Yes, that's correct in my experience as well, and also confirmed by every knowledgeable online source I've personally encountered.

Conversely, the Mute button will silence the audio output only (CPU usage continues unabated). So On/Off is more than just a Mute button, but not quite as far beyond Mute as many orchestral mockup composers wish it was (where RAM is so often the critical path).


----------



## hozierschurch (Apr 10, 2018)

WindcryMusic said:


> Yes, that's correct in my experience as well, and also confirmed by every knowledgeable online source I've personally encountered.
> 
> Conversely, the Mute button will silence the audio output only (CPU usage continues unabated). So On/Off is more than just a Mute button, but not quite as far beyond Mute as many orchestral mockup composers wish it was (where RAM is so often the critical path).

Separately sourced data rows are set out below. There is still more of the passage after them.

PR #3367, opened 2021-04-21
Add NFS tools

yzgyyang:


yonghong-song:
[buildbot, test this please]

yzgyyang:
@yonghong-song From the build log I see:

```
Setting up python-bcc (0.19.0-21.git.8a0db755) ...
  File "/usr/lib/python2.7/dist-packages/bcc/topclass.py", line 52
    def __init__(self, column_fmt: dict, app_name: str, args, stdscr=None):
                                 ^
SyntaxError: invalid syntax
```

These scripts are tested using Python 3.6 - I may put some effort to write Python 2-3 compatible code, but just wondering if it is possible not to do so? Also, is there a plan for Python 3?

yonghong-song:
@yzgyyang I will take a look at tools soon. For your question related to python3.6, please take a look at tcpconnect.py, which put some 3.6 packages under an option so the tool will be still be useful for python2 users. Is it possible for you?

tools/filetop_getattr.py
```diff
@@ -0,0 +1,412 @@
...
+        bpf_text = bpf_text.replace("_FILTER_COMM_BLOCK_", filter_comm)
+
+        # dry run option
+        if self.args.dry_run:
+            print(bpf_text)
+            sys.exit()
+
+        # initialize BPF
+        self.bpf = bcc.BPF(text=bpf_text)
+        self.bpf.attach_kprobe(event="vfs_getattr", fn_name="trace_getattr_entry")
```
yonghong-song, line 315: Here, we attached to vfs_getattr(), which is tracing not only nfs but also stat() syscall etc. Is this really what you want? I thought you try to check and debug nfs layer. Is it possible to kprobe some nfs related functions?

tools/filetop_getattr.py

I’ll take this into account. Thanks both for the advice!


----------



## hozierschurch (Apr 12, 2018)

WindcryMusic said:


> Yes, that's correct in my experience as well, and also confirmed by every knowledgeable online source I've personally encountered.
> 
> Conversely, the Mute button will silence the audio output only (CPU usage continues unabated). So On/Off is more than just a Mute button, but not quite as far beyond Mute as many orchestral mockup composers wish it was (where RAM is so often the critical path).



Just thinking ... if I also had the plugin turned off too, would this then save the RAM?


----------



## WindcryMusic (Apr 12, 2018)

hozierschurch said:


> Just thinking ... if I also had the plugin turned off too, would this then save the RAM?



It's a nice thought, but unfortunately it doesn't seem to work that way. From what I can tell, turning the plugin (Kontakt) off may save the tiniest bit of CPU, and release any voice memory currently in use (a minimal quantity), but sample and object memory (the two biggest offenders) are unaffected.


----------



## bvaughn0402 (Apr 12, 2018)

What does freezing a track do for this? Is it possible to freeze a blank track and it cut CPU and RAM?


----------



## Dewdman42 (Apr 12, 2018)

unfortunately when you freeze a track it does NOT free the memory. It will avoid using the CPU during playback though.

Actually, I have noticed that, forgetting about bouncing or freezing for a sec, if you even go into kontakt and hit the global purge, LPX doesn't free the memory either. LPX hangs on to memory a lot. Its kind of annoying.


----------



## Vik (Apr 12, 2018)

Dewdman42 said:


> unfortunately when you freeze a track it does NOT free the memory. It will avoid using the CPU during playback though.


That missing feature may be the one I miss most often in Logic.


----------



## Dewdman42 (Apr 12, 2018)

its one of the main reasons I bought VEP. with VEP you can freeze your track in logic, and then free the memory in VEP easily, which is much smarter about it.


----------



## bvaughn0402 (Apr 12, 2018)

Dewdman42 said:


> its one of the main reasons I bought VEP. with VEP you can freeze your track in logic, and then free the memory in VEP easily, which is much smarter about it.



I've seen references to VEP in the past, and sounds like I should check in to it.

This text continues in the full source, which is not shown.